Thématiques :

« Bricoler » ses outils numériques : jusqu’à quel point, avec quels risques ?

Publié le 12/05/2026

Pas besoin de planification sur cinq ans et de budgets colossaux pour concevoir des solutions digitales : avec le bricolage numérique, des entreprises aux ressources restreintes adaptent, réutilisent et associent des outils existants. Toutefois, cette démarche présente aussi des limites et des risques. Deux articles d’Aljona Zorina et Stefan Markovic, de NEOMA, la décrivent dans deux contextes spécifiques : les microentreprises du Ghana et les plateformes digitales industrielles de Serbie. 

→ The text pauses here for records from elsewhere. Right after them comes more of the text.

PR #3572, opened 2018-10-27
[WFCORE-4183][WFCORE-4184]][WFCORE-4186] Fix problem of incorrectly including runtime-only attri…

bstansberry:
…butes in read-resource by dropping support for invalid-for-years-now inclusion of attributes without a ManagementResourceRegistration entry.

https://issues.jboss.org/browse/WFCORE-4183

Also fixes TestUtils.createNillableAttribute, which wasn't actually creating a nillable attribute, it was creating a runtime-only one.

In addition, this cleans up additional problems discovered during tests of WFCORE-4183, wherein transformer tests would fail because the test's read of a transformed domain model would include some runtime-only values, while the WFCORE-4183 fix meant the read-resource result it was comparing to would not. So, the transformed domain model read needs to be fixed:

https://issues.jboss.org/browse/WFCORE-4185
https://issues.jboss.org/browse/WFCORE-4186

Further, the comparison utility itself had a bug, which fixing all of the above brought to the surface:

https://issues.jboss.org/browse/WFCORE-4184

### DIFF
--- a/core-model-test/tests/src/test/java/org/jboss/as/core/model/test/access/AccessAuthorizationTransformationTestCase.java
+++ b/core-model-test/tests/src/test/java/org/jboss/as/core/model/test/access/AccessAuthorizationTransformationTestCase.java
@@ -71,7 +71,8 @@ public class AccessAuthorizationTransformationTestCase extends AbstractCoreModel
         KernelServices legacyServices = mainServices.getLegacyServices(modelVersion);
         Assert.assertTrue(legacyServices.isSuccessfulBoot());
 
-        checkCoreModelTransformation(mainServices, modelVersion);
+        checkCoreModelTransformation(mainServices, modelVersion, new RbacModelFixer(modelVersion), null);
+
         mainServices.shutdown();
     }
 }
--- a/controller/src/main/java/org/jboss/as/controller/operations/global/ReadResourceHandler.java
+++ b/controller/src/main/java/org/jboss/as/controller/operations/global/ReadResourceHandler.java
@@ -23,8 +23,6 @@
 package org.jboss.as.controller.operations.global;
 
 import static org.jboss.as.controller.descriptions.ModelDescriptionConstants.ACCESS_CONTROL;
-import static org.jboss.as.controller.descriptions.ModelDescriptionConstants.ATTRIBUTES;
-import static org.jboss.as.controller.descriptions.ModelDescriptionConstants.DEFAULT;
 import static org.jboss.as.controller.descriptions.ModelDescriptionConstants.FAILURE_DESCRIPTION;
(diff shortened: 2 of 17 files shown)


core-model-test/tests/src/test/java/org/jboss/as/core/model/test/access/AccessAuthorizationTransformationTestCase.java
```diff
@@ -71,7 +73,17 @@ public void testAllowNonRBAC() throws Exception {
         KernelServices legacyServices = mainServices.getLegacyServices(modelVersion);
         Assert.assertTrue(legacyServices.isSuccessfulBoot());
 
-        checkCoreModelTransformation(mainServices, modelVersion);
+        ModelFixer fixer = new RbacModelFixer(modelVersion) {
+
+            @Override
+            public ModelNode fixModel(ModelNode modelNode) {
+                System.out.println("Running for " + modelVersion);
```
jmesnil: should be removed

jmesnil:
the failures looks related to the PR

bstansberry:
@jmesnil I added some logging to this to figure out why the mixed-domain test failed and it showed me why. Based on that I've rejected WFCORE-4185 -- details in the comment there.

So if this PR survives that part will be stripped. WFCORE-4184 makes sense regardless, as does WFCORE-4186. I already filed a separate PR for 4184 and will do the same at some point for 4186 if this one isn't worth pursuing.

WFCORE-4813 is conceptually correct. The only question is whether clients (e.g. HAL) may be counting on the current buggy behavior of including some runtime-only attributes in the read-resource data, thus making the benefit of cleaning that up not worth the effort. As part of this PR I had to correct a couple tests that were doing that.

I probably won't come back to this for some days.

bstansberry:
@jmesnil I went ahead and cleaned this up.  It appears there's really not too much to be concerned about re: any negative impacts on clients from WFCORE-4183. We'd just need to confirm CLI and HAL aren't negatively impacted by no longer getting these in a default read-resourcere:

- The 'content' attribute in the rollout plan resource, source of the testsuite fixes in the last commit here.
- The WFCORE-4186 attributes
- The 'expose-all-logs' attribute in /subsystem=transactions/log-store=log-store (the one that led to all this.)

jmesnil:
@claudio4j Are you ok with that change (given Brian's comment above 
https://github.com/wildfly/wildfly-core/pull/3572#issuecomment-434483854)?

claudio4j:
> @claudio4j Are you ok with that change (given Brian's comment above

@jmesnil no problem with this change, thanks.

bstansberry:
Thanks @claudio4j, and @jmesnil for checking into it!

Dans le langage commun, le terme « bricolage » revêt souvent une connotation négative : bricoler, c’est remédier à un problème à la va-vite, avec une solution médiocre et peu durable. Dans le monde des entreprises, en revanche, le « bricolage numérique » prend du galon au fil des ans et suscite l’intérêt des dirigeants et des chercheurs. 

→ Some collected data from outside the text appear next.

PR #3575, opened 2018-10-30
[WFCORE-4189] Remove failIfNoTests=true from surefire plugin for rbac…

mnovak1:
… module


mnovak1:
This allows to run one test like:
mvn clean install -DfailIfNoTests=false -Dtest=WebConsoleRedirectionTestCase -DallTests

without having fail on Role Based Access Control module.

PR #3576, opened 2018-10-30
[WFCORE-4190] Distinguish undefined metric value

jmesnil:
add include-undefined-metric parameter for the read-attribute (and
read-resource) operation so they return undefined result for metrics
that are not able to compute their values in their read handlers.

By default, the nclude-undefined-metric parameter is false (to preserve
existing behaviour).

JIRA: https://issues.jboss.org/browse/WFCORE-4190


jmesnil:
retest this please

controller/src/main/resources/org/jboss/as/controller/descriptions/common/LocalDescriptions.properties
```diff
@@ -474,6 +474,7 @@ subsystem.read-config-as-features.nested=Whether child features should be nested
 global.read-attribute=Gets the value of an attribute for the selected resource
 global.read-attribute.name=The name of the attribute to get the value for under the selected resource
 global.read-attribute.include-defaults=Boolean to enable/disable default reading. In case it is set to false only attribute set by user are returned ignoring undefined.
+global.read-attribute.include-undefined-metric=Whether to include undefined metric. If the underlying metric value can not be computed, this flag ensures that the value will remain undefined (without being replaced by a possible 'undefined metric valur' from the attribute definition.
```
bstansberry: Perhaps this should be "include-undefined-metric-values".  That's long but this setting doesn't really control whether the metric is included at all, it's just about what the value will be.  That distinction isn't so meaningful for read-attribute but it is for read-resource, which has 'include-runtime' which turns off including the attribute at all, and also 'include-defaults' which does not turn on/off including the attribute, but only affects what the value is. Because both kinds of behavior exist its more important to be clear about what will happen.

jmesnil: I've amended the commit to use `include-undefined-metric-values` as you suggested.

jmesnil:
retest this please

PR #3578, opened 2018-11-01
[WFCORE-4192] Server-server EJB invocation fails if no security is de…

JiriOndrusek:
…fined on target bean due to faulty permission check

Issue: https://issues.jboss.org/browse/WFCORE-4192


jmesnil:
@dmlloyd do you see an issue in sharing this method between domain-management and remoting codebase?

JiriOndrusek:
@jmesnil I have discussed this solution with @darranl , and it seems that anonymous impl certainly needs revisiting, but this fix should work for now.

dmlloyd:
Yeah I think it's probably okay.

PR #3582, opened 2018-11-02
[WFCORE-4196] SNICombinedWithALPNTestCase fails with IBM JDK

jstourac:
https://issues.jboss.org/browse/WFCORE-4196

I've left this PR with two separate commits as I think it makes sense in this case. Although, I can squash them together if required.


darranl:
Looks good to me, will see what the test results show but accessing the system properties have the potential to be an issue with the security manager,

jstourac:
@darranl, thank you for review. I've just tried locally executing just this one test with security manager and it passed:
```
mvn install -Dtest=SNICombinedWithALPNTestCase -Dsecurity.manager -DfailIfNoTests=false
```
do you think it is a sufficient check?

Also, regarding to the CI runs - I don't think those two failed tests are related to changes in this PR.

PR #3590, opened 2018-11-08
[WFCORE-4204] Add Phase priorities for MicroProfile extensions

jmesnil:
JIRA: https://issues.jboss.org/browse/WFCORE-4204


jmesnil:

Pragmatisme, flexibilité et créativité

Ce terme générique, qui recouvre des pratiques très diverses, décrit une démarche vertueuse qui allie pragmatisme, flexibilité et créativité. Elle répond à un problème récurrent : au moment de digitaliser une activité économique, les conditions idéales – stratégie claire, planification pluriannuelle, budgets conséquents, outils à l’état de l’art – sont rarement réunies. 

Le bricolage numérique consiste alors à réviser ses ambitions, à « faire avec » ce dont on dispose, à innover de manière non conventionnelle. Ceci pour ne pas se priver des avantages potentiels du digital : création de valeur, compétitivité accrue, ouverture de nouveaux marchés...

Au Ghana : détourner des outils gratuits de leur usage…

Le premier article analyse ces pratiques dans 45 microentreprises du Ghana. Pour elles, le manque de moyens est criant : moins de 25 000 dollars de chiffre d’affaires annuel, pas d’accès au système bancaire, pas d’existence légale, et donc pas d’aides publiques. 

Ces microentreprises naviguent entre survie et croissance modeste. Elles vendent selon les cas des vêtements, de l’alimentation, de l’électronique, des cosmétiques, etc., et totalisent 2,5 millions d’emplois, soit 18 % des actifs ghanéens.

Pour elles, le bricolage est un passage obligé vers la digitalisation de certains aspects de leur activité. Sa forme la plus simple : détourner des outils gratuits de leur usage, les adapter et les combiner au service d’une finalité commerciale. Exemple : avec un smartphone (le taux d’équipement ghanéen dépasse les 100 %) et des comptes privés sur WhatsApp, Facebook ou Instagram, il devient possible de vendre en ligne, de traiter des commandes et d’encaisser des paiements, sans même utiliser un PC. 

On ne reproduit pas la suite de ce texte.